◆ **WHAT YOU HAVE TO DO**: Give back exactly the lines of the entries below from the line with "No UX change." to the line with "- incremental append", inclusive, and only those.

◆ **RECORD SET**:
PR #1344, opened 2024-05-09
s3 csv support to validate the listing table extensibility

y-f-u:
- **support csv file format with basic options**

```
version: v1beta1
kind: Spicepod
name: spiceai
datasets:
  - from: s3://spiceai-demo-datasets/taxi_trips_csv/2024/
    name: taxi_trips
    acceleration:
      enabled: true
    params:
      file_format: csv
```

```
show tables; -- list available tables
sql> select count(1) from taxi_trips;
+-----------------+
| COUNT(Int64(1)) |
+-----------------+
| 2964624         |
+-----------------+

Time: 0.018100417 seconds. 1 rows.
```


crates/runtime/src/dataconnector/s3.rs
```diff
@@ -124,6 +129,52 @@ impl S3 {
 
         Ok(s3_url)
     }
+
+    fn get_file_format_and_extension(&self) -> AnyErrorResult<(Arc<dyn FileFormat>, String)> {
+        let params = &self.params;
+        match params.get("file_format") {
```
phillipleblanc: This code is very nested - is there a way to improve it? I think just creating separate functions for handling the CSV and Parquet match arms would be enough.

phillipleblanc (dismissed):

phillipleblanc (approved):

PR #1355, opened 2024-05-09
FTP connector

gloomweaver:
Can check using this config
```
from: ftp://eu-central-1.sftpcloud.io/taxi_trips/2024/
name: taxi_trips
params:
  ftp_port: 21
  ftp_user: 054e99c4b547435282d3f9a2bb0b9143
  ftp_pass: ysrqM6BIfAsIR0glZPl4uyUqAJuB5KMc
  file_format: csv
description: eth recent blocks
acceleration:
  enabled: true
  refresh_mode: full
  refresh_check_interval: 300s
```


crates/runtime/src/dataconnector/ftp.rs
```diff
@@ -0,0 +1,189 @@
...
+                Arc::new(ParquetFormat::default()),
+                extension.unwrap_or(".parquet".to_string()),
+            )),
+            Some(format) => Err(Error::UnsupportedFileFormat {
+                format: format.to_string(),
+            }
+            .into()),
+        }
+    }
+}
```
y-f-u: this should be same as S3 one?

gloomweaver: Created new trait ListingTableConnector with auto implementation of DataConnector

crates/runtime/src/dataconnector.rs
```diff
@@ -278,3 +305,114 @@ pub async fn get_data(
...
 }
+
+pub trait ListingTableConnector: DataConnector {
+    fn as_any(&self) -> &dyn Any;
+
+    fn get_object_store_url(&self, dataset: &Dataset) -> AnyErrorResult<Url>;
+
+    fn get_params(&self) -> &HashMap<String, String>;
+
+    fn get_file_format_and_extension(&self) -> AnyErrorResult<(Arc<dyn FileFormat>, String)> {
```
y-f-u: This doesn't feel like an interface required to expose on this trait level.

gloomweaver: it's used in the read_provider, so seems reasonable to include it in the trait

crates/runtime/src/dataconnector.rs
```diff
@@ -278,3 +305,114 @@ pub async fn get_data(
 
     Ok((table_provider.schema(), batches))
 }
+
+pub trait ListingTableConnector: DataConnector {
```
y-f-u, line 309: Can't we just have a `pub Struct ListingTableConnector` rather than trait that has a method `get_object_store_url` which based on the object_store_type to decide how to construct the url?

Given the most abstraction is done in object_store level, I don't think we need to have another level of abstraction using the trait here.

y-f-u: unless there are some really big advantage this trait can provide.

gloomweaver: I think it's more readable this way and more inline with how we implement other data connectors

crates/runtime/src/dataconnector.rs
```diff
@@ -136,6 +152,15 @@ pub enum DataConnectorError {
         dataset_name: String,
         table_name: String,
     },
+
+    #[snafu(display("Unsupported file format: {format}"))]
+    UnsupportedFileFormat { format: String },
+
+    #[snafu(display("Unsupported compression type for CSV"))]
```
phillipleblanc, line 159: If this is specific to CSV, should we rename it to `UnsupportedCsvCompressionType`?

crates/runtime/src/dataconnector.rs
```diff
@@ -278,3 +305,114 @@ pub async fn get_data(
 
     Ok((table_provider.schema(), batches))
 }
+
+pub trait ListingTableConnector: DataConnector {
+    fn as_any(&self) -> &dyn Any;
+
+    fn get_object_store_url(&self, dataset: &Dataset) -> AnyErrorResult<Url>;
```
phillipleblanc, line 312:
```suggestion
    fn get_object_store_url(&self, dataset: &Dataset) -> DataConnectorResult<Url>;
```

These should return DataConnectorResult

phillipleblanc: Here and for `get_file_format_and_extension` and `get_csv_format`

crates/runtime/src/dataconnector.rs
```diff
@@ -278,3 +305,114 @@ pub async fn get_data(
...
+                    FileCompressionType::from_str(compression_type)
+                        .context(UnsupportedCompressionTypeSnafu { compression_type })?,
+                )
+                .with_delimiter(delimiter),
+        ))
+    }
+}
+
+#[async_trait]
+impl<T: ListingTableConnector + Display> DataConnector for T {
```
phillipleblanc, line 358: I really like this approach

crates/runtime/src/dataconnector.rs
gloomweaver: Changed

crates/runtime/src/dataconnector.rs
gloomweaver: `get_object_store_url` should return `AnyErrorResult` cause there we return errors which are defined for specific DataConnector
`get_file_format_and_extension`, `get_csv_format` changed to `DataConnectorResult`

phillipleblanc (approved):

PR #1360, opened 2024-05-10
Incremental append based on time column

### LINKED ISSUE #1357: Enhancement: Incremental append mode based on temporal difference between acceleration and source
## Goal-State/What/Result

A batch-based acceleration appending mechanism to only fetch the new diffs based on temporal column from the source to the acceleration.

m1 - function done
m2 - doc done

## Why/Purpose

To enable a "pseudo-append" mode for time-series data and improve the efficiency of refresh data fetches to the source data provider as requested by users.

## By When

**Issue/Spec written and reviewed:** May 13 AEST 

**M1:** May 13 AEST (stretch, same for below)
**M2:** May 13 AEST 
**Done-Done:** May 13 AEST

## Done-Done

- [x] The Algorithm
- [ ] PM/Design Review
- [ ] UX Review
- [ ] Tests
- [ ] Documentation
- [ ] ~~Samples/Quickstarts/Tutorials~~
- [ ] Release Notes

## The Algorithm

- [x] Simplify.

## Spec

No UX change. When time_column is specified along with append data mode, it will use the incremental append mode to fetch the new data.
```
datasets:
  - from: databricks:my_dataset
    name: accelerated_dataset
    time_column: created_at
    acceleration:
      enabled: true
      refresh_mode: append
      refresh_check_interval: 10m
      refresh_sql: |
        SELECT * FROM accelerated_dataset WHERE city = 'Seattle'
```

## How/MAP

- Move refresh into its own mod so it can be easier to add new refresh related function.
- Allow a new refresh mode - append batch (name TBD)
- Use latest temporal value to fetch data from the source when refresh mode is `append_batch`.
- Docs

### Implementation (issues)

- Refactor refresh into its own mode from accelerated table
- Add a new refresh mode `append_batch` (TBD)
- Fetch data from source table provider using latest temporal value constraint
- Modify the docs

y-f-u:
First iteration of the incremental append

- add more tests to cover timestamp conversion
- refactoring refresh logic into refresher of accelerated tables
- add test on refresh on accelerated table
- introduce a new incremental append mechanism

Limitation:
- incremental append mechanism only and will work when append mode + time column is set. We are potential moving current append (streaming) into a changes mode.
- ~~duplication handling. This is a common problem for key-based incremental append. Some vendor (stitch) uses Greater/Equal operation to fetch new dates which prefer data duplication over incompleteness. And right now the code is doing so. Further enhancement can build more comprehensive record batch comparison to reduce the data duplication.~~ Opted for Gt as it supports nano second.
- it also does not respect refresh_data_window yet.


crates/runtime/src/accelerated_table/refresh.rs
```diff
@@ -0,0 +1,683 @@
...
+        let refresh = self.refresh.read().await;
+        let filter_converter = self.get_filter_converter(&refresh);
+
+        tracing::info!("[refresh] Loading data for dataset {dataset_name}");
+        status::update_dataset(dataset_name.as_str(), status::ComponentStatus::Refreshing);
+        let refresh = refresh.clone();
+        let mut filters = vec![];
+        if let Some(converter) = filter_converter.as_ref() {
+            if let Some(timestamp) = overwrite_timestamp_in_nano {
+                filters.push(converter.convert(timestamp, Operator::GtEq));
```
phillipleblanc: Shouldn't this be Gt, not GtEq?

crates/runtime/src/accelerated_table/refresh.rs
```diff
@@ -0,0 +1,683 @@
...
+        let ctx = SessionContext::new();
+
+        let mut ready_sender = Some(ready_sender);
+
+        loop {
+            let future_result = stream.next().await;
+
+            match future_result {
+                Some(data_update) => {
+                    let Ok(data_update) = data_update else {
```
Jeadie, line 109: I think the inverse is clearer (i.e. continue on `Err(e)`).

crates/runtime/src/accelerated_table/refresh.rs
y-f-u: No, as it could have new data with same timestamp.

> duplication handling. This is a common problem for key-based incremental append. Some vendor (stitch) uses Greater/Equal operation to fetch new dates which prefer data duplication over incompleteness. And right now the code is doing so. Further enhancement can build more comprehensive record batch comparison to reduce the data duplication.

Listed in the description.

crates/runtime/src/accelerated_table/refresh.rs
```diff
@@ -0,0 +1,683 @@
...
+
+    async fn stream_updates(
+        &self,
+        acceleration_refresh_mode: AccelerationRefreshMode,
+    ) -> BoxStream<'_, super::Result<DataUpdate>> {
+        let time_column = self.refresh.read().await.time_column.clone();
+
+        match acceleration_refresh_mode {
+            AccelerationRefreshMode::Append(receiver) => {
+                if let (Some(receiver), Some(_)) = (receiver, time_column) {
```
phillipleblanc, line 167: This is a bit of a smell - if there isn't a receiver or time column we just ignore it? I think it's fine for now, but I'd want to see this refactored to cover all cases, or make it such that this can't happen

phillipleblanc (dismissed):

Jeadie (dismissed):

crates/runtime/src/accelerated_table/refresh.rs
phillipleblanc: Sure but there could also be new data with a lower timestamp - this doesn't guarantee us data completeness anyway

crates/runtime/src/accelerated_table/refresh.rs
y-f-u: Yeah, one reason I was leaving it so is we are going to have more change about OnExchange which is the OG append. So this code may need further changes.

crates/runtime/src/accelerated_table/refresh.rs
y-f-u: yeah, it is tricky one. We can tune it later or even expose the configure for this.

crates/runtime/src/accelerated_table/refresh.rs
y-f-u: The reason of leaving so is we will need to do more to mutate the data if it's needed (remove duplication within the new data, inbetween new and old data).

Jeadie (dismissed):

crates/runtime/src/accelerated_table.rs
```diff
@@ -1,47 +1,37 @@
-use std::time::{SystemTime, SystemTimeError, UNIX_EPOCH};
```
y-f-u, line 1: Block for merge for now. Saw an issue when doing the final testing.

phillipleblanc (dismissed):

crates/runtime/src/accelerated_table/refresh.rs
y-f-u: Opt for Gt

sgrebnov (approved):

phillipleblanc (approved):

PR #1361, opened 2024-05-10
Store runtime metrics in `spice.runtime.metrics` table

ewgenius:
Added internal metrics table.

- connects to prometheus metrics endpoint and scrapes metrics each 30 seconds
- stores in `spice.runtime.metrics` table
- scraper started if spiced is run with arguments `metrics` and `spice-cloud-metrics`

```
spiced --metrics 127.0.0.1:9000 --spice-cloud-connect
```

CleanShot 2024-05-13 at 12 50 45@2x

CleanShot 2024-05-13 at 12 52 09@2x

CleanShot 2024-05-13 at 12 51 27@2x

CleanShot 2024-05-13 at 12 53 23@2x


crates/runtime/src/spice_metrics_recorder.rs
```diff
@@ -0,0 +1,231 @@
...
+    pub fn new() -> Self {
+        let fields = vec![
+            Field::new(
+                "timestamp",
+                DataType::Timestamp(TimeUnit::Second, None),
+                false,
+            ),
+            Field::new("metric", DataType::Utf8, false),
+            Field::new("value", DataType::Float64, false),
+            Field::new("labels", DataType::Utf8, false),
```
Jeadie: I think it could be good to have labels as a DataType::Map or something where its more SQL-queryable. I don't know if its possible since i think the values in Map/Dict type must be consistent. alternatively have UTF8 as JSON.

crates/runtime/src/lib.rs
```diff
@@ -662,7 +684,29 @@ impl Runtime {
...
+
+        self.df
+            .write()
+            .await
+            .register_runtime_table("metrics".to_string(), recorder.table())
+            .context(UnableToRegisterMetricsTableSnafu)?;
+
+        recorder.start();
+
+        tracing::info!("Runtime metrics available in `spice.runtime.metrics` table");
```
```suggestion
        tracing::info!("Runtime metrics available at `spice.runtime.metrics`");
```

crates/runtime/src/lib.rs
```diff
@@ -21,13 +21,17 @@ use std::collections::HashSet;
...
+use ::datafusion::error::DataFusionError;
 use ::datafusion::sql::parser::{self, DFParser};
 use ::datafusion::sql::sqlparser::ast::{SetExpr, TableFactor};
 use ::datafusion::sql::sqlparser::dialect::PostgreSqlDialect;
 use ::datafusion::sql::sqlparser::{self, ast};
 use accelerated_table::AcceleratedTable;
 use app::App;
 use config::Config;
+#[cfg(feature = "spice-metrics")]
+use metrics::SetRecorderError;
```
phillipleblanc, line 32: Not a huge fan of all these `#[cfg(feature = "spice-metrics")]` everywhere. Can we put most of the logic in a separate module that is conditionally compiled in? The module can live in this file, but just for better separation of the cfg.

ewgenius: removed feature flag, that will be handled by spiced argument

crates/runtime/src/spice_metrics_recorder.rs
ewgenius: Arrow doesn't support non strict types, so I'll leave `labels` as string for now. I'm planning to extend it with `tags` field, which will hold some known tags like `dataset` and `engine`.

phillipleblanc (approved):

◆ **REPLY**:
No UX change. When time_column is specified along with append data mode, it will use the incremental append mode to fetch the new data.
```
datasets:
  - from: databricks:my_dataset
    name: accelerated_dataset
    time_column: created_at
    acceleration:
      enabled: true
      refresh_mode: append
      refresh_check_interval: 10m
      refresh_sql: |
        SELECT * FROM accelerated_dataset WHERE city = 'Seattle'
```

## How/MAP

- Move refresh into its own mod so it can be easier to add new refresh related function.
- Allow a new refresh mode - append batch (name TBD)
- Use latest temporal value to fetch data from the source when refresh mode is `append_batch`.
- Docs

### Implementation (issues)

- Refactor refresh into its own mode from accelerated table
- Add a new refresh mode `append_batch` (TBD)
- Fetch data from source table provider using latest temporal value constraint
- Modify the docs

y-f-u:
First iteration of the incremental append

- add more tests to cover timestamp conversion
- refactoring refresh logic into refresher of accelerated tables
- add test on refresh on accelerated table
- introduce a new incremental append mechanism

Limitation:
- incremental append mechanism only and will work when append mode + time column is set. We are potential moving current append (streaming) into a changes mode.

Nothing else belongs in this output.